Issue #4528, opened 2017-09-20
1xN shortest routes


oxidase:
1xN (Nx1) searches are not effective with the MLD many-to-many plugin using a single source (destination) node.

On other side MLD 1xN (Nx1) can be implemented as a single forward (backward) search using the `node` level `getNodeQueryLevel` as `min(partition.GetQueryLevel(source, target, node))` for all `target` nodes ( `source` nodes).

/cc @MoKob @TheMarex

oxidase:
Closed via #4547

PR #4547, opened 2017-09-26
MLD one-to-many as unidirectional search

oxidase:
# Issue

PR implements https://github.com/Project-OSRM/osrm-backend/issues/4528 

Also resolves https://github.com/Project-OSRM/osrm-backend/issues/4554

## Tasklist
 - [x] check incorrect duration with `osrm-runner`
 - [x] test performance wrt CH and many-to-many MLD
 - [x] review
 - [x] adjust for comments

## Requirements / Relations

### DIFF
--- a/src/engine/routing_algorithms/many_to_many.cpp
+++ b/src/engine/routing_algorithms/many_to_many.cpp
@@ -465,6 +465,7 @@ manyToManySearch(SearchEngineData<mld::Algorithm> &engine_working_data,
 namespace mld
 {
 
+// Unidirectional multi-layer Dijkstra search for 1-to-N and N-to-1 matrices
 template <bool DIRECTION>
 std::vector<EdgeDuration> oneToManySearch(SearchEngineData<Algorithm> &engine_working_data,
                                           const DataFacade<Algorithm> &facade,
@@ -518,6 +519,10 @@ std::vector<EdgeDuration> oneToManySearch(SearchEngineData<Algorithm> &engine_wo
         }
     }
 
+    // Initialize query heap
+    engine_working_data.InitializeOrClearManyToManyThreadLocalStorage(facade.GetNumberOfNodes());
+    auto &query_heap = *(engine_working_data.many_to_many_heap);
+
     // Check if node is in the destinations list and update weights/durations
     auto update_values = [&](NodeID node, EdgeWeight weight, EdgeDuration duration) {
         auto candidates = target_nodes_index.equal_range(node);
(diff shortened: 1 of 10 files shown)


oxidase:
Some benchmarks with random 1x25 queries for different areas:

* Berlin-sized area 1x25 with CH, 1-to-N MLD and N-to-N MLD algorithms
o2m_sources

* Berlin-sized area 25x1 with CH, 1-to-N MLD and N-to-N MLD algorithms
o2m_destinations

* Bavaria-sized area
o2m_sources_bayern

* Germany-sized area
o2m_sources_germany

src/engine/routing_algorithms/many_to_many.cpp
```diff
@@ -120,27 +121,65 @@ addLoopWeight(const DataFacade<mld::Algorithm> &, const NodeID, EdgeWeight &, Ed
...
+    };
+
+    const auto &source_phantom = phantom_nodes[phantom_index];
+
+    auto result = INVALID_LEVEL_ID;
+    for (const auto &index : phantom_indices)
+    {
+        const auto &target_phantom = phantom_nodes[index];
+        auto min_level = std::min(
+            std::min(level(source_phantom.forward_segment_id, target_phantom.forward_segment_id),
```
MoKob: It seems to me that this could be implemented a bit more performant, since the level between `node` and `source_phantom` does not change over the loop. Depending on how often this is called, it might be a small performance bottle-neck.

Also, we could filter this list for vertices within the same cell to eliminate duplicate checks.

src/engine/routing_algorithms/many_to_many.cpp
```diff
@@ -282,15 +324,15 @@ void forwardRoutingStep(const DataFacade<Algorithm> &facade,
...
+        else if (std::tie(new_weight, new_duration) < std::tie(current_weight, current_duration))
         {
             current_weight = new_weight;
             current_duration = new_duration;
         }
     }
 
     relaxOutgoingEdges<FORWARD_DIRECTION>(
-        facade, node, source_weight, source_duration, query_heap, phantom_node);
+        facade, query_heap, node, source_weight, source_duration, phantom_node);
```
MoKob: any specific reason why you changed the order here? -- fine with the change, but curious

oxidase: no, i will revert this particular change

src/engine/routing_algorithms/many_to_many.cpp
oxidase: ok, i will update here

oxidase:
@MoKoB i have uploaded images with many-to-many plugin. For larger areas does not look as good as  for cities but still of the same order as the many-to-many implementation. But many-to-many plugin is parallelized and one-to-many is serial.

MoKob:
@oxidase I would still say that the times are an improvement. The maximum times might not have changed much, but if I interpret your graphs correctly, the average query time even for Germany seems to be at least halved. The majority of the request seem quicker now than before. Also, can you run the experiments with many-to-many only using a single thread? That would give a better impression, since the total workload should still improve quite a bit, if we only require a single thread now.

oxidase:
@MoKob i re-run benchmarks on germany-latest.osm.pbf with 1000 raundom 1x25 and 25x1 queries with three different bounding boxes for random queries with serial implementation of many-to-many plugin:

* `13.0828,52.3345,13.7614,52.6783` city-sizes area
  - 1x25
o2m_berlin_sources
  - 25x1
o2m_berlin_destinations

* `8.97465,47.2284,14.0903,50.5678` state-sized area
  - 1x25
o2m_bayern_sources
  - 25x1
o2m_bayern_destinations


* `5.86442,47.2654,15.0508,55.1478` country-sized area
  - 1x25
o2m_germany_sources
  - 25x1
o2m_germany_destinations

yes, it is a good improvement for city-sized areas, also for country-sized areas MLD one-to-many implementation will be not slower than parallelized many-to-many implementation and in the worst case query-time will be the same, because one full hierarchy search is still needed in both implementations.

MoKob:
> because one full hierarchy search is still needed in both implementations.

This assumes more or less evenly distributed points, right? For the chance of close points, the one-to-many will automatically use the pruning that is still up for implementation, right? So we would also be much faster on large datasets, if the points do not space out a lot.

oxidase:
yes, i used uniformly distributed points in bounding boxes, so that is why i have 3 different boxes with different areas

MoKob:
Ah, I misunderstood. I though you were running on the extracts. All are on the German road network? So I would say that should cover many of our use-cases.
□ □ □
Keep every word intact and transcribe the records in full.

Issue #4528, opened 2017-09-20
1xN shortest routes


oxidase:
1xN (Nx1) searches are not effective with the MLD many-to-many plugin using a single source (destination) node.

On other side MLD 1xN (Nx1) can be implemented as a single forward (backward) search using the `node` level `getNodeQueryLevel` as `min(partition.GetQueryLevel(source, target, node))` for all `target` nodes ( `source` nodes).

/cc @MoKob @TheMarex

oxidase:
Closed via #4547

PR #4547, opened 2017-09-26
MLD one-to-many as unidirectional search

oxidase:
# Issue

PR implements https://github.com/Project-OSRM/osrm-backend/issues/4528 

Also resolves https://github.com/Project-OSRM/osrm-backend/issues/4554

## Tasklist
 - [x] check incorrect duration with `osrm-runner`
 - [x] test performance wrt CH and many-to-many MLD
 - [x] review
 - [x] adjust for comments

## Requirements / Relations

### DIFF
--- a/src/engine/routing_algorithms/many_to_many.cpp
+++ b/src/engine/routing_algorithms/many_to_many.cpp
@@ -465,6 +465,7 @@ manyToManySearch(SearchEngineData<mld::Algorithm> &engine_working_data,
 namespace mld
 {
 
+// Unidirectional multi-layer Dijkstra search for 1-to-N and N-to-1 matrices
 template <bool DIRECTION>
 std::vector<EdgeDuration> oneToManySearch(SearchEngineData<Algorithm> &engine_working_data,
                                           const DataFacade<Algorithm> &facade,
@@ -518,6 +519,10 @@ std::vector<EdgeDuration> oneToManySearch(SearchEngineData<Algorithm> &engine_wo
         }
     }
 
+    // Initialize query heap
+    engine_working_data.InitializeOrClearManyToManyThreadLocalStorage(facade.GetNumberOfNodes());
+    auto &query_heap = *(engine_working_data.many_to_many_heap);
+
     // Check if node is in the destinations list and update weights/durations
     auto update_values = [&](NodeID node, EdgeWeight weight, EdgeDuration duration) {
         auto candidates = target_nodes_index.equal_range(node);
(diff shortened: 1 of 10 files shown)


oxidase:
Some benchmarks with random 1x25 queries for different areas:

* Berlin-sized area 1x25 with CH, 1-to-N MLD and N-to-N MLD algorithms
o2m_sources

* Berlin-sized area 25x1 with CH, 1-to-N MLD and N-to-N MLD algorithms
o2m_destinations

* Bavaria-sized area
o2m_sources_bayern

* Germany-sized area
o2m_sources_germany

src/engine/routing_algorithms/many_to_many.cpp
```diff
@@ -120,27 +121,65 @@ addLoopWeight(const DataFacade<mld::Algorithm> &, const NodeID, EdgeWeight &, Ed
...
+    };
+
+    const auto &source_phantom = phantom_nodes[phantom_index];
+
+    auto result = INVALID_LEVEL_ID;
+    for (const auto &index : phantom_indices)
+    {
+        const auto &target_phantom = phantom_nodes[index];
+        auto min_level = std::min(
+            std::min(level(source_phantom.forward_segment_id, target_phantom.forward_segment_id),
```
MoKob: It seems to me that this could be implemented a bit more performant, since the level between `node` and `source_phantom` does not change over the loop. Depending on how often this is called, it might be a small performance bottle-neck.

Also, we could filter this list for vertices within the same cell to eliminate duplicate checks.

src/engine/routing_algorithms/many_to_many.cpp
```diff
@@ -282,15 +324,15 @@ void forwardRoutingStep(const DataFacade<Algorithm> &facade,
...
+        else if (std::tie(new_weight, new_duration) < std::tie(current_weight, current_duration))
         {
             current_weight = new_weight;
             current_duration = new_duration;
         }
     }
 
     relaxOutgoingEdges<FORWARD_DIRECTION>(
-        facade, node, source_weight, source_duration, query_heap, phantom_node);
+        facade, query_heap, node, source_weight, source_duration, phantom_node);
```
MoKob: any specific reason why you changed the order here? -- fine with the change, but curious

oxidase: no, i will revert this particular change

src/engine/routing_algorithms/many_to_many.cpp
oxidase: ok, i will update here

oxidase:
@MoKoB i have uploaded images with many-to-many plugin. For larger areas does not look as good as  for cities but still of the same order as the many-to-many implementation. But many-to-many plugin is parallelized and one-to-many is serial.

MoKob:
@oxidase I would still say that the times are an improvement. The maximum times might not have changed much, but if I interpret your graphs correctly, the average query time even for Germany seems to be at least halved. The majority of the request seem quicker now than before. Also, can you run the experiments with many-to-many only using a single thread? That would give a better impression, since the total workload should still improve quite a bit, if we only require a single thread now.

oxidase:
@MoKob i re-run benchmarks on germany-latest.osm.pbf with 1000 raundom 1x25 and 25x1 queries with three different bounding boxes for random queries with serial implementation of many-to-many plugin:

* `13.0828,52.3345,13.7614,52.6783` city-sizes area
  - 1x25
o2m_berlin_sources
  - 25x1
o2m_berlin_destinations

* `8.97465,47.2284,14.0903,50.5678` state-sized area
  - 1x25
o2m_bayern_sources
  - 25x1
o2m_bayern_destinations


* `5.86442,47.2654,15.0508,55.1478` country-sized area
  - 1x25
o2m_germany_sources
  - 25x1
o2m_germany_destinations

yes, it is a good improvement for city-sized areas, also for country-sized areas MLD one-to-many implementation will be not slower than parallelized many-to-many implementation and in the worst case query-time will be the same, because one full hierarchy search is still needed in both implementations.

MoKob:
> because one full hierarchy search is still needed in both implementations.

This assumes more or less evenly distributed points, right? For the chance of close points, the one-to-many will automatically use the pruning that is still up for implementation, right? So we would also be much faster on large datasets, if the points do not space out a lot.

oxidase:
yes, i used uniformly distributed points in bounding boxes, so that is why i have 3 different boxes with different areas

MoKob:
Ah, I misunderstood. I though you were running on the extracts. All are on the German road network? So I would say that should cover many of our use-cases.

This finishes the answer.